▶ **Aim of the task**: Beneath this instruction is a listing. Transcribe from it only the stretch from the line with "This is idiomatic." through the line with "The other default", both end lines included, exactly as written.

────

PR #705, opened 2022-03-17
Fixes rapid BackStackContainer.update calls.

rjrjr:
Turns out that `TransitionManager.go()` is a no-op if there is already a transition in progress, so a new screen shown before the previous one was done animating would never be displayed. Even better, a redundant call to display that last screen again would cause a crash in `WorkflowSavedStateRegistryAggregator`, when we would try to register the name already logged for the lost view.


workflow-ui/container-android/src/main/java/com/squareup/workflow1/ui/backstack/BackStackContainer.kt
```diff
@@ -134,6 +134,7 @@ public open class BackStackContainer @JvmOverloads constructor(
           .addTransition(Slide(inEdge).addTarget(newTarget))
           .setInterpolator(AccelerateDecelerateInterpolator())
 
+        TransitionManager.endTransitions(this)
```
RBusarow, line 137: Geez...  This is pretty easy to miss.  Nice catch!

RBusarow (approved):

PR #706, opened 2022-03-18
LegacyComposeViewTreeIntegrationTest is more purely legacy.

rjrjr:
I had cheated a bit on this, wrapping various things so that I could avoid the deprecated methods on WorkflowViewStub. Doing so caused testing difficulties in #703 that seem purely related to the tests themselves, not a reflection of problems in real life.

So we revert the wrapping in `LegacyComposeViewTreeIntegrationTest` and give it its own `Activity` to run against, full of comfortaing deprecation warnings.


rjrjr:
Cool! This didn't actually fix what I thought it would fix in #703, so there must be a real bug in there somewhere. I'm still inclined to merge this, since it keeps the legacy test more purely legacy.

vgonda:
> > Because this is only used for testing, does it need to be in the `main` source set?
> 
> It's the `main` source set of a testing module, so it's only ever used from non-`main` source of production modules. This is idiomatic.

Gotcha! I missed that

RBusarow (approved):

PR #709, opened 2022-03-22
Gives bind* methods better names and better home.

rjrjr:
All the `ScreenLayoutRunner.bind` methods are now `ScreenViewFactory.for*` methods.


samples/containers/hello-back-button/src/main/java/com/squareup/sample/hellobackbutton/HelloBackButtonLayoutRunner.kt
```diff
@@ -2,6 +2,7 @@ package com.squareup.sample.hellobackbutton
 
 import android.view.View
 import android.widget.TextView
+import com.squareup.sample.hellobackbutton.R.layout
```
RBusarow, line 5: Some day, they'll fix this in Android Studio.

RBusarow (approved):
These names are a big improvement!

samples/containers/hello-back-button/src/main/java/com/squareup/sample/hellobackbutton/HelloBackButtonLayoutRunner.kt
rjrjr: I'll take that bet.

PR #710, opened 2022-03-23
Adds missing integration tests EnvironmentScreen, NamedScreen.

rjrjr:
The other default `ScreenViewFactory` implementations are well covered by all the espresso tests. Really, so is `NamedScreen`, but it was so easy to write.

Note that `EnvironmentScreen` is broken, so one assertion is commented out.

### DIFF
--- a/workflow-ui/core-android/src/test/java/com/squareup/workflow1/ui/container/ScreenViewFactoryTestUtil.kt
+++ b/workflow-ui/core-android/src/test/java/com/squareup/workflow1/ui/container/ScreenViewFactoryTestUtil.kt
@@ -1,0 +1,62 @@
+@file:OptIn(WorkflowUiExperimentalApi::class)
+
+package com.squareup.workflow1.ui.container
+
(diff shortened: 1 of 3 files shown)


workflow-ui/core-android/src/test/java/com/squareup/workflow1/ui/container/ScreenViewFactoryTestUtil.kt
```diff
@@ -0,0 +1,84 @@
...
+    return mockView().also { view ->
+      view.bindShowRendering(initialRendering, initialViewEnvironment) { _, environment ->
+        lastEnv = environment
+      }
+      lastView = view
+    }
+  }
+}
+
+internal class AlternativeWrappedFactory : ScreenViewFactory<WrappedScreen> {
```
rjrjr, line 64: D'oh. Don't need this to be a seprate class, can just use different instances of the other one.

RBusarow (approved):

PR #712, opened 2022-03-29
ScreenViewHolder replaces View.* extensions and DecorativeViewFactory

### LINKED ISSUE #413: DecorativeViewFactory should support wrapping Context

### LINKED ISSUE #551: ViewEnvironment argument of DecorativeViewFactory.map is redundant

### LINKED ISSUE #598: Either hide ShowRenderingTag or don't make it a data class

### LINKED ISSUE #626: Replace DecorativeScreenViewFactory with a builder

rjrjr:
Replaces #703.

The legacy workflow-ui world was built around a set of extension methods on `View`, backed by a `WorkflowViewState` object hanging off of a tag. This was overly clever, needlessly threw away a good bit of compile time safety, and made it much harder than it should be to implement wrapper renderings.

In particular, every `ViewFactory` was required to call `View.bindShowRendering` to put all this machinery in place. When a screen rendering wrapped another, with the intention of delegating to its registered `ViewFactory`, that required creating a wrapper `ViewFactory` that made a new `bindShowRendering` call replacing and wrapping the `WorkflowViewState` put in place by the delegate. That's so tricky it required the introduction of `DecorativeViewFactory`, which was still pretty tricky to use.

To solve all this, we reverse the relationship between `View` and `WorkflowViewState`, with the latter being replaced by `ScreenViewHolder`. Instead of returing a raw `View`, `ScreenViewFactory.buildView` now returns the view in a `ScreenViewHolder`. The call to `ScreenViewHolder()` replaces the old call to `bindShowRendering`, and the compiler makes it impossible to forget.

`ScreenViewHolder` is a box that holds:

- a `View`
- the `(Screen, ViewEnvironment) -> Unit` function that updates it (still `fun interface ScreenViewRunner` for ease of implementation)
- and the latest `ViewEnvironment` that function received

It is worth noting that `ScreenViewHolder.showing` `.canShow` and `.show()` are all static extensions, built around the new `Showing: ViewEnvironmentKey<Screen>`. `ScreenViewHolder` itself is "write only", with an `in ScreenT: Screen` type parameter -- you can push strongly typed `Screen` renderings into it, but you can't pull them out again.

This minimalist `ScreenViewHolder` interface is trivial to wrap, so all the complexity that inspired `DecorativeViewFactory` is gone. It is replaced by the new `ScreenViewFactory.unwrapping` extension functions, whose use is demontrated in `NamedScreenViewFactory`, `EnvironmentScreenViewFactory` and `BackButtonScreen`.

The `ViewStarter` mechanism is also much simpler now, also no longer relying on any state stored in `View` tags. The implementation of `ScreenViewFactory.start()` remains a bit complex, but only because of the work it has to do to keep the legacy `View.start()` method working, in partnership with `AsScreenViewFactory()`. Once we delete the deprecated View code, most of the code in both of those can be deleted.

────

▶ **The answer**:
> It's the `main` source set of a testing module, so it's only ever used from non-`main` source of production modules. This is idiomatic.

Gotcha! I missed that

RBusarow (approved):

PR #709, opened 2022-03-22
Gives bind* methods better names and better home.

rjrjr:
All the `ScreenLayoutRunner.bind` methods are now `ScreenViewFactory.for*` methods.


samples/containers/hello-back-button/src/main/java/com/squareup/sample/hellobackbutton/HelloBackButtonLayoutRunner.kt
```diff
@@ -2,6 +2,7 @@ package com.squareup.sample.hellobackbutton
 
 import android.view.View
 import android.widget.TextView
+import com.squareup.sample.hellobackbutton.R.layout
```
RBusarow, line 5: Some day, they'll fix this in Android Studio.

RBusarow (approved):
These names are a big improvement!

samples/containers/hello-back-button/src/main/java/com/squareup/sample/hellobackbutton/HelloBackButtonLayoutRunner.kt
rjrjr: I'll take that bet.

PR #710, opened 2022-03-23
Adds missing integration tests EnvironmentScreen, NamedScreen.

rjrjr:
The other default `ScreenViewFactory` implementations are well covered by all the espresso tests. Really, so is `NamedScreen`, but it was so easy to write.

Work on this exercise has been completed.